# If humanity was put on trial by an advanced race of aliens, how would you defend humanity and argue



## Chrisinmd (Dec 23, 2020)

If humanity was put on trial by an advanced race of aliens,  would you be able to defend humanity and argue for its continued existence? 

Or would you be unable to defend humanity's actions and just plead guilty as charged?


----------



## Dirty Dog (Dec 23, 2020)

I'd be in favor of conviction for a significant portion of the population...


----------



## Argus (Dec 24, 2020)

I would question the entire premise of the question.

It presumes:
1) That an advanced Alien race has obtained moral superiority
2) That a morally superior race would justify "punishing" humanity for it's sins by inflicting mass genocide upon it.

It implies:
3) That humanity's sins out-weigh its good
4) That humanity is not consistently striving to better itself
5) That good can exist without bad, or that peace can exist without struggle
6) That the height of achievement of some advanced civilization would be characterized by authoritarian judgement and genocidal retribution inflicted upon anyone not worthy of existence in their view.

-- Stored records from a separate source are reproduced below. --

Issue #8998, opened 2021-01-05
UI: Broken link: Clicking on "User Details" gives 404 Page Not Found


gmtime:
##### ISSUE TYPE
 - Bug Report

##### SUMMARY
Clicking on "User Details" in the upper right page corner gives 404 Page Not Found.

##### ENVIRONMENT
* AWX version: 16.0.0
* AWX install method: docker on linux
* Operating System: Linux
* Web Browser: any

##### STEPS TO REPRODUCE

1. login into AWX
2. click on the user name in the top right corner
3. select User Details from the dropdown menu

##### EXPECTED RESULTS

User Details 

##### ACTUAL RESULTS

404 Page Not Found

unlikelyzero:
closing https://github.com/ansible/awx/issues/8478 as this ticket is more readily discoverable

mabashian:
Looks like we need to change this line: https://github.com/ansible/awx/blob/devel/awx/ui_next/src/components/AppContainer/PageHeaderToolbar.jsx#L93-L95

to:

```
                  href={
                    loggedInUser
                      ? `/#/users/${loggedInUser.id}/details`
                      : '/#/home'
                  }
```

@AlexSCorey

tiagodread:
Fixed.
Covered by https://github.com/ansible/tower-qa/pull/5914

layer3lv:
how to fix this error still in 17.1.0

PR #10202, opened 2021-05-14
Use non-root path links

tiagodread:
Resolves https://github.com/ansible/tower/issues/3420

Use non-root path for links


jakemcdermott (approved):

jakemcdermott:
@tiagodread lgtm. I verified on dev + prod environments and did a quick regression check on https://github.com/ansible/awx/issues/8998

PR #10203, opened 2021-05-14
Add default error boundary around screens

jakemcdermott:
##### SUMMARY
Catch any unhandled non-async errors with an error boundary around screens. This will show a generic error message instead
of crashing the page.

[The react docs decently summarize the general concept of error boundaries](https://reactjs.org/docs/error-boundaries.html). The example code is informative, but there appears to be a few more edge cases that need to be dealt with. Rather than re-implement solutions for those, I decided to pull in a [simple and well-tested library](https://github.com/bvaughn/react-error-boundary).

##### ADDITIONAL INFORMATION
**before**
error-boundary-before

**after**
error-boundary-after

### DIFF
--- a/awx/ui_next/package-lock.json
+++ b/awx/ui_next/package-lock.json
@@ -16826,6 +16826,14 @@
         "prop-types-extra": "^1.1.0"
       }
     },
+    "react-error-boundary": {
+      "version": "3.1.3",
+      "resolved": "https://registry.npmjs.org/react-error-boundary/-/react-error-boundary-3.1.3.tgz",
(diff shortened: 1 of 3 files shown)


keithjgrant (approved):
Nice!

nixocio (approved):

tiagodread:
@jakemcdermott I tried to run this locally in dev or prod build without success

image

image

jakemcdermott:
@tiagodread you'll want to run  `make clean-ui` before the reinstall

tiagodread (approved):
Tested locally without the fix for workflow approvals to force the error, and now we are not displaying the white screen and the UX is better with this PR

image

PR #10204, opened 2021-05-14
Container groups registry creds

### LINKED ISSUE #10114: Container Registry credentials don't work with Container Groups
##### ISSUE TYPE
 - Bug Report

##### SUMMARY
This is a reopen of #9928. #9928 was closed stating #9623 addresses the issue and would be resolved in the next release. However #9623 was included in release 19.1.0 and the issue still persists.

Execution environments can't be pulled from private registries as the authentication credentials are not being passed to the pod spec.

##### ENVIRONMENT
* AWX version: 19.1.0
* AWX install method: minikube
* Ansible version:  ?
* Operating System: Debian
* Web Browser: Chrome

##### STEPS TO REPRODUCE

image

image

image

```

# kubectl describe pod awx-job-53-cvh88
Name:         awx-job-53-cvh88
Namespace:    default
Priority:     0
Node:         minikube/192.168.49.2
Start Time:   Wed, 05 May 2021 14:06:06 +0000
Labels:       ansible-awx=f34e7217-6215-41db-b716-970e1b09be7d
              ansible-awx-job-id=53
Annotations:  <none>
Status:       Pending
IP:           172.17.0.6
IPs:
  IP:  172.17.0.6
Containers:
  worker:
    Container ID:  
    Image:         gitlab.example.com:5443/myproject/ansible-runner
    Image ID:      
    Port:          <none>
    Host Port:     <none>
    Args:
      ansible-runner
      worker
      --private-data-dir=/runner
    State:          Waiting
      Reason:       ImagePullBackOff
    Ready:          False
    Restart Count:  0
    Environment:    <none>
    Mounts:
      /var/run/secrets/kubernetes.io/serviceaccount from default-token-qfwv8 (ro)
Conditions:
  Type              Status
  Initialized       True 
  Ready             False 
  ContainersReady   False 
  PodScheduled      True 
Volumes:
  default-token-qfwv8:
    Type:        Secret (a volume populated by a Secret)
    SecretName:  default-token-qfwv8
    Optional:    false
QoS Class:       BestEffort
Node-Selectors:  <none>
Tolerations:     node.kubernetes.io/not-ready:NoExecute op=Exists for 300s
                 node.kubernetes.io/unreachable:NoExecute op=Exists for 300s
Events:
  Type     Reason     Age                    From               Message
  ----     ------     ----                   ----               -------
  Normal   Scheduled  44m                    default-scheduler  Successfully assigned default/awx-job-53-cvh88 to minikube
  Normal   Pulling    43m (x4 over 44m)      kubelet            Pulling image "gitlab.example.com:5443/myproject/ansible-runner"
  Warning  Failed     43m (x4 over 44m)      kubelet            Failed to pull image "gitlab.example.com:5443/myproject/ansible-runner": rpc error: code = Unknown desc = Error response from daemon: Head https://gitlab.example.com:5443/v2/myproject/ansible-runner/manifests/latest: denied: access forbidden
  Warning  Failed     43m (x4 over 44m)      kubelet            Error: ErrImagePull
  Normal   BackOff    9m25s (x155 over 44m)  kubelet            Back-off pulling image "gitlab.example.com:5443/myproject/ansible-runner"
  Warning  Failed     4m25s (x177 over 44m)  kubelet            Error: ImagePullBackOff
```

##### EXPECTED RESULTS

Image to download & run successfully

##### ACTUAL RESULTS

Image download responds with `access forbidden` because of lack of credentials.

rooftopcellist:
##### SUMMARY
Fixes https://github.com/ansible/awx/issues/10114

In VM-based installs, the user provides image pull creds to us, then we put them in an authfile and give it to podman via `--authfile`.
This is not so simple with ContainerGroups because we need to use the k8s API to apply a podspec to create containers in this paradigm.  

Currently, the EE pod gets created, but errors when pulling the custom EE in from the private repo:

image

This work will modify the __init__() for the AWXReceptorJob class to create a k8s secret in the given namespace, then specify that secret name in the pod-spec as an `imagePullSecret`

Also, the imagePullPolicy was not being enforced when running JT's in EE's using container groups, this is because the `imagePullPolicy` nevery got set on the pod spec.  

##### ISSUE TYPE

 - Bugfix Pull Request

##### COMPONENT NAME

 - API

##### AWX VERSION

```
devel
```

##### ADDITIONAL INFORMATION

Issues that this solves:
* Image pull secret now gets created in the cluster namespace specified by the user for that container group.  
* imagePullSecret name gets set on the pod spec
* If the pull secret already exists in the namespace, delete it, then create it.  (`kube_api.replace_namespaced_secret` did not work for this case...)
* Enforce `imagePullPolicy` for EE's in container groups
* Basic error handling

### DIFF
--- a/awx/main/scheduler/kubernetes.py
+++ b/awx/main/scheduler/kubernetes.py
@@ -2,6 +2,7 @@ import collections
 import json
 import logging
 from base64 import b64encode
+from urllib import parse as urlparse
 
 from django.conf import settings
 from kubernetes import client, config
@@ -52,19 +53,26 @@ class PodManager(object):
 
         return pods
 
-    @classmethod
     def create_secret(self, job):
-        task = collections.namedtuple('Task', 'id instance_group')(id='', instance_group=job.instance_group)
-        pm = PodManager(task)
         registry_cred = job.execution_environment.credential
-        host = registry_cred.get_input('host').split('/')[0]
+        host = registry_cred.get_input('host')
+        scheme = 'https'
+        # urlparse requires '//' to be provided if scheme is not specified
+        original_parsed = urlparse.urlsplit(host)
+        if (not original_parsed.scheme and not host.startswith('//')) or original_parsed.hostname is None:
+            host = '%s://%s' % (scheme, host)
+        parsed = urlparse.urlsplit(host)
+        host = parsed.hostname
+        if parsed.port:
+            host = "{0}:{1}".format(host, parsed.port)
+
         username = registry_cred.get_input("username")
         password = registry_cred.get_input("password")
 
         # Construct container auth dict and base64 encode it
-        token = b64encode("{}:{}".format(username, password).encode('ascii')).decode()
+        token = b64encode("{}:{}".format(username, password).encode('UTF-8')).decode()
         auth_dict = json.dumps({"auths": {host: {"auth": token}}}, indent=4)
-        auth_data = b64encode(str(auth_dict).encode('ascii')).decode()
+        auth_data = b64encode(str(auth_dict).encode('UTF-8')).decode()
 
         # Construct Secret object
         secret = client.V1Secret()
@@ -77,7 +85,7 @@ class PodManager(object):
         # Check if secret already exists
         secrets = None
         try:
-            secrets = pm.kube_api.list_namespaced_secret(namespace=pm.namespace)
+            secrets = self.kube_api.list_namespaced_secret(namespace=self.namespace)
         except client.rest.ApiException:
             error_msg = 'Invalid openshift or k8s cluster credential'
             logger.exception(error_msg)
@@ -90,20 +98,21 @@ class PodManager(object):
             for s in secrets_dict:
                 if s['metadata']['name'] == secret_name:
                     secret_exists = True
+                    break
             if secret_exists:
                 try:
                     # Try to replace existing secret
-                    pm.kube_api.delete_namespaced_secret(name=secret.metadata.name, namespace=pm.namespace)
-                    pm.kube_api.create_namespaced_secret(namespace=pm.namespace, body=secret)
+                    self.kube_api.delete_namespaced_secret(name=secret.metadata.name, namespace=self.namespace)
+                    self.kube_api.create_namespaced_secret(namespace=self.namespace, body=secret)
                 except Exception:
-                    error_msg = 'Failed to create imagePullSecret for container group {}'.format(task.instance_group.name)
+                    error_msg = 'Failed to create imagePullSecret for container group {}'.format(job.instance_group.name)
                     logger.exception(error_msg)
                     job.cancel(job_explanation=error_msg)
                     raise
             else:
                 # Create an image pull secret in namespace
                 try:
-                    pm.kube_api.create_namespaced_secret(namespace=pm.namespace, body=secret)
+                    self.kube_api.create_namespaced_secret(namespace=self.namespace, body=secret)
                 except client.rest.ApiException as e:
                     if e.status == 401:
                         error_msg = 'Failed to create imagePullSecret: {}. Check that openshift or k8s credential has permission to create a secret.'.format(
@@ -112,7 +121,7 @@ class PodManager(object):
                         logger.exception(error_msg)
                         # let job run for the case that the secret exists but the cluster cred doesn't have permission to create a secret
                 except Exception:
-                    error_msg = 'Failed to create imagePullSecret for container group {}'.format(task.instance_group.name)
+                    error_msg = 'Failed to create imagePullSecret for container group {}'.format(job.instance_group.name)
                     logger.exception(error_msg)
                     job.cancel(job_explanation=error_msg)
 
--- a/awx/main/scheduler/kubernetes.py
+++ b/awx/main/scheduler/kubernetes.py
@@ -1,4 +1,5 @@
 import collections
+import json
 import logging
 from base64 import b64encode
 
@@ -50,6 +51,72 @@ class PodManager(object):
             logger.exception('Failed to list pods for container group {}'.format(instance_group))
 
         return pods
+
+    @classmethod
+    def create_secret(self, job):
+        task = collections.namedtuple('Task', 'id instance_group')(id='', instance_group=job.instance_group)
+        pm = PodManager(task)
+        registry_cred = job.execution_environment.credential
+        host = registry_cred.get_input('host').split('/')[0]
+        username = registry_cred.get_input("username")
+        password = registry_cred.get_input("password")
+
+        # Construct container auth dict and base64 encode it
+        token = b64encode("{}:{}".format(username, password).encode('ascii')).decode()
+        auth_dict = json.dumps({"auths": {host: {"auth": token}}}, indent=4)
+        auth_data = b64encode(str(auth_dict).encode('ascii')).decode()
+
+        # Construct Secret object
+        secret = client.V1Secret()
+        secret_name = "automation-{0}-image-pull-secret-{1}".format(settings.INSTALL_UUID[:5], job.execution_environment.credential.id)
+        secret.metadata = client.V1ObjectMeta(name="{}".format(secret_name))
+        secret.type = "kubernetes.io/dockerconfigjson"
+        secret.kind = "Secret"
+        secret.data = {".dockerconfigjson": auth_data}
+
+        # Check if secret already exists
+        secrets = None
+        try:
+            secrets = pm.kube_api.list_namespaced_secret(namespace=pm.namespace)
+        except client.rest.ApiException:
+            error_msg = 'Invalid openshift or k8s cluster credential'
+            logger.exception(error_msg)
+            job.cancel(job_explanation=error_msg)
+            raise
+
+        if secrets:
+            secret_exists = False
+            secrets_dict = secrets.to_dict().get('items', [])
+            for s in secrets_dict:
+                if s['metadata']['name'] == secret_name:
+                    secret_exists = True
+            if secret_exists:
+                try:
+                    # Try to replace existing secret
+                    pm.kube_api.delete_namespaced_secret(name=secret.metadata.name, namespace=pm.namespace)
+                    pm.kube_api.create_namespaced_secret(namespace=pm.namespace, body=secret)
+                except Exception:
+                    error_msg = 'Failed to create imagePullSecret for container group {}'.format(task.instance_group.name)
+                    logger.exception(error_msg)
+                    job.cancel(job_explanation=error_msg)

I would argue that all of the above are *false*, and that any truly advanced civilization would hopefully recognize natural laws, and most likely leave us to either suffer our own folly, or to learn from it and proceed to more advanced forms of folly, and recognize that this is just the natural order of things.

To some extent, I do feel that humanity is doomed to repeat the same mistakes over and over again, because we really don't learn from History. Or, rather, only a rather insignificant number of us do, while the rest are all too keen to support backwards and destructive ideologies in the name of some perceived justice every time someone comes along and tells us that we're entitled to something and that we should take it from this other group over here who is distinctly "different" and at odds with us, perhaps to the point of being inhuman.


----------



## _Simon_ (Dec 24, 2020)

Haha you certainly come up with some great imaginative threads @Chrisinmd [emoji14]


----------



## jobo (Dec 24, 2020)

Chrisinmd said:


> If humanity was put on trial by an advanced race of aliens,  would you be able to defend humanity and argue for its continued existence?
> 
> Or would you be unable to defend humanity's actions and just plead guilty as charged?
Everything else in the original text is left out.